## EXERCISE DIRECTIONS
Write out exactly the lines below that run from the line containing "Ya I see it. I'll correct it right now." through the last line of the records.

___ RECORD EXTRACTS ___

PR #568, opened 2025-05-02
Add new Temperature Anomalies endpoint for use with ARDAC climate stripes

cstephen:
This PR adds a new Temperature Anomalies endpoint to the Data API, which is used to populate the new (soon-to-launch) historical + projected climate stripes widget in ARDAC Explorer.

See https://github.com/ua-snap/climate-stripes-preprocessing/pull/1 if you are curious how the dataset was produced.

To view/test this PR, run the Data API while pointed at Apollo:

```
export API_RAS_BASE_URL=https://apollo.snap.uaf.edu/rasdaman/
pipenv run flask run
```

The new endpoint is linked as "Temperature Anomalies" from the front page of the Data API. Please take a look at the following:

- Read the web documentation to make sure it's clear & makes sense.
- Try accessing the JSON data for a few lat/lon points. For example: http://127.0.0.1:5000/temperature_anomalies/point/63.73/-166.32
- View an exported CSV. For example: http://127.0.0.1:5000/temperature_anomalies/point/63.73/-166.32?format=csv


validate_request.py
```diff
@@ -357,7 +357,7 @@ def validate_latlon_in_bboxes(lat, lon, bboxes, coverages=[]):
     for bbox in bboxes:
         valid_lat = bbox[1] <= lat <= bbox[3]
         valid_lon = bbox[0] <= lon <= bbox[2]
-        if valid_lat or valid_lon:
+        if valid_lat and valid_lon:
```
cstephen, line 360: Btw, this is a bug I found/fixed while working on this PR. I'm pretty sure I am responsible for this bug and failed to fix it the same time these other two lines were fixed:

https://github.com/ua-snap/data-api/blob/5b4d056dc20eeb5e5c536510340f2f77c4acb75f/validate_request.py#L99

https://github.com/ua-snap/data-api/blob/5b4d056dc20eeb5e5c536510340f2f77c4acb75f/validate_request.py#L130

Obviously, both the provided latitude and longitude need to be valid to be inside the coverage's BBOX! 🤦 This fix was necessary to get the API to show me the coverage extent error page using the `invalid_latlon_outside_coverage.html` template when an invalid lat/lon is provided.

charparr: Well, I looked at the git blame for that and it was on a PR that I reviewed! So, right there with you 😀 
Good catch here.

routes/temperature_anomalies.py
```diff
@@ -0,0 +1,171 @@
+import asyncio
+from math import floor
```
charparr, line 2:
```suggestion

```
I think this import is not used

routes/temperature_anomalies.py
```diff
@@ -0,0 +1,171 @@
...
+    Package the temperature anomaly values into human-readable JSON format
+
+    Args:
+        point_data_list (list): nested list of data from Rasdaman WCS query
+
+    Returns:
+        di (dict): dictionary mirroring structure of nested list with keys derived from anomaly_dim_encodings global variable
+    """
+    di = dict()
+    years = list(range(1850, 2101))
```
charparr, line 48: Observation: the year min and max could be parsed from the `anomaly_metadata` object, but I kinda like them being hard-coded for readability and because this coverage won't change in that regard.

routes/temperature_anomalies.py
```diff
@@ -0,0 +1,171 @@
...
+    construct_latlon_bbox_from_coverage_bounds,
+    validate_latlon_in_bboxes,
+)
+from generate_urls import generate_wcs_query_url
+from generate_requests import generate_wcs_getcov_str
+from fetch_data import fetch_data, describe_via_wcps
+from postprocessing import merge_dicts, postprocess, prune_nulls_with_max_intensity
+from . import routes
+
+seaice_api = Blueprint("temperature_anomalies_api", __name__)
```
charparr, line 25: Guessing this route was seeded with the sea ice route!

```suggestion
temperature_anomaly_api = Blueprint("temperature_anomalies_api", __name__)
```

or, since this doesn't really get called anywhere we could do something like 

```suggestion
_temperature_anomaly_api = Blueprint("temperature_anomalies_api", __name__)
```

charparr (changes requested):
Very well constructed endpoint (and source dataset) here! Super tidy packaging functions. I tested a bunch of routes and enjoyed the data returns. CSVs look good as well. I was able to error out as I'd expect and get the correct template pages.

See my minor suggestion for where the Blueprint was initialized to an object called `seaice_api` for my only requested change!

charparr (approved):

Joshdpaul:
Great work, this endpoint works as expected and is a nice addition to our API!

Only 1 comment:

- Consider specifying somewhere in the documentation that "temperature" in this endpoint means "air temperature". Seeing as this is a pan-Arctic dataset that does return values over ocean pixels (e.g. http://127.0.0.1:5000/temperature_anomalies/point/56/-145 ) we might want to be clear that we are not talking about water temperature.

Joshdpaul (approved):

cstephen:
> * Consider specifying somewhere in the documentation that "temperature" in this endpoint means "air temperature". Seeing as this is a pan-Arctic dataset that does return values over ocean pixels (e.g. http://127.0.0.1:5000/temperature_anomalies/point/56/-145 ) we might want to be clear that we are not talking about water temperature.

Good call on this, @Joshdpaul. I've added the phrase "surface air temperature" in several places throughout the documentation after double checking that this is the right terminology to use, here: https://berkeley-earth-temperature-hr.s3.amazonaws.com/Gridded/High-Res_Gridded_README.txt

Issue #237, opened 2015-12-14
API incompatibility regarding DECIMAL values


selaux:
DECIMAL values are returned differently in node-mysql and node-mysql2. In node-mysql they are returned as type `Number` while in node-mysql2 they are returned as type `String`, which seems wrong to me.

Minimal test case:

``` javascript
var mysql = require('mysql'),
    mysql2 = require('mysql2'),
    connection;

connection = mysql.createConnection(JSON.parse(process.env.MYSQL_CONFIG));
connection2 = mysql2.createConnection(JSON.parse(process.env.MYSQL_CONFIG));

connection.query('CREATE TABLE decimal_table (d DECIMAL(4,2))', function() {
  connection.query('INSERT INTO decimal_table VALUES (0.1)', function() {
    var query = connection.query('SELECT * FROM decimal_table LIMIT 1');
    var query2 = connection2.query('SELECT * FROM decimal_table LIMIT 1');

    query.on('result', function(r) {
      console.log('node-mysql', r.d, typeof r.d);
      connection.end();
    });
    query2.on('result', function(r) {
      console.log('node-mysql2', r.d, typeof r.d);
      connection2.end();
    });
  });
});
```

On my machine (OS X, MySQL 5.7) this prints:

```
node-mysql2 0.10 string
node-mysql 0.1 number
```

sidorares:
hi, this is intended ( but I'm open for discussion if that should be that way )

DECIMAL values are stored and transmitted as strings, and often used where exact precision is required ( accounting etc ), so I assume in that case some precision arithmetic library would be used ( Bignumber, bn.js etc ) and data would be passed as string to that library

Is this incompatibility causing any particular problems in your code?

mlarcher:
Is there  way to apply the same library transformation to all decimal fields before they reach the consuming code ?

sushantdhiman:
You can use `typeCast` option as used in test [here](https://github.com/sidorares/node-mysql2/blob/2cf5ee3cc7447fccb6913205e33ba361e78178d9/test/integration/config/test-typecast-global-option.js)

mlarcher:
thanks, looks like precisely what we need :)

jaredjenkins:
Related issue for Sequelize: https://github.com/sequelize/sequelize/issues/7465

sidorares:
[...]

PR #317, opened 2016-05-26
compability with integer, biginteger, double, decimal

sonsonz:
returned from the query always `string` value, the problem is when we use the value in `Numeric`,
my problem seems like this issue https://github.com/sidorares/node-mysql2/issues/237


sidorares:
@sonsonz could you elaborate a bit more on what & why is in this PR?

sidorares:
I'd prefer this functionality to be solved via `typeCast`, see examples in the issue you linked

PR #324, opened 2016-06-13
Fix #323.

### LINKED ISSUE #323: [BUG]query with ? placeholder got worng result
I tested the exact same query, mysql works well. mysql2 doesn't.
pool.query('UPDATE table SET col1=?,col2=? WHERE Id = ?', [1,'http://domain.com/?query=', 3])

It will produce `1, http://domain.com/1query=`
It replace the ? in the value instead of parameter.

But test both mysql.format and mysql2.format they out put the same. That very strange.

dsonet:
shouldn't format SQL twice since already did in connection.query.

### DIFF
--- a/lib/pool.js
+++ b/lib/pool.js
@@ -137,10 +137,6 @@ Pool.prototype.query = function (sql, values, cb) {
       return;
     }
 
-    conn._resolveNamedPlaceholders(cmdQuery);
-    var rawSql = conn.format(cmdQuery.sql, cmdQuery.values || []);
-    cmdQuery.sql = rawSql;
-
     conn.query(cmdQuery).once('end', function () {
       conn.release();
     });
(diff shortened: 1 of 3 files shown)


sidorares:
you close pool in your test before other tests finish. Maybe have test for this particular issue in own file? "test-parameters-questionmark.js" and have non-pool and scenarios there

sidorares:
you close pool in your test before other tests finish. Maybe have test for this particular issue in own file? "test-parameters-questionmark.js" and have non-pool and scenarios there

dsonet:
Ya I see it. I'll correct it right now.

dsonet:
It was wrong at beginning. I didn't realized that mysql TEMPORARY table can't shared across different connection.

sidorares:
thanks @dsonet !

sidorares:
published as v1.0.0-rc.4

dsonet:
That's great.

___

## ANSWER TO THE EXERCISE
Ya I see it. I'll correct it right now.

dsonet:
It was wrong at beginning. I didn't realized that mysql TEMPORARY table can't shared across different connection.

sidorares:
thanks @dsonet !

sidorares:
published as v1.0.0-rc.4

dsonet:
That's great.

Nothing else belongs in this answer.